Jacinta Bustamante1, Capucine Picard, Claire Fieschi, Orchidée Filipe-Santos, Jacqueline Feinberg, Christian Perronne, Ariane Chapgier, Ludovic de Beaucoudrey, Guillaume Vogt, Damien Sanlaville, Arnaud Lemainque, Jean-François Emile, Laurent Abel, Jean-Laurent Casanova.   

Abstract

BACKGROUND: Mendelian susceptibility to mycobacterial disease (MSMD) is associated with infection caused by weakly virulent mycobacteria in otherwise healthy people. Causal germline mutations in five autosomal genes (IFNGR1, IFNGR2, STAT1, IL12RB1, IL12B) and one X-linked (NEMO) gene have been described. The gene products are physiologically related, as they are involved in interleukin 12/23-dependent, interferon gamma-mediated immunity. However, no genetic aetiology has yet been identified for about half the patients with MSMD.
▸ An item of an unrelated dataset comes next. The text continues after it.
PR #843, opened 2022-07-06
Always configure JRE container to be the highest environment from

### LINKED ISSUE #842: Java version mismatch between JRE_CONTAINER and targetPlatform in M2E 2.0.0
steps to reproduce:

METHODS: A large kindred was studied, including four male maternal relatives with recurrent mycobacterial disease, suggesting X-linked recessive inheritance. Three patients had recurrent disease caused by the bacille Calmette-Guérin vaccine, and the fourth had recurrent tuberculosis. The infections showed tropism for the peripheral lymph nodes.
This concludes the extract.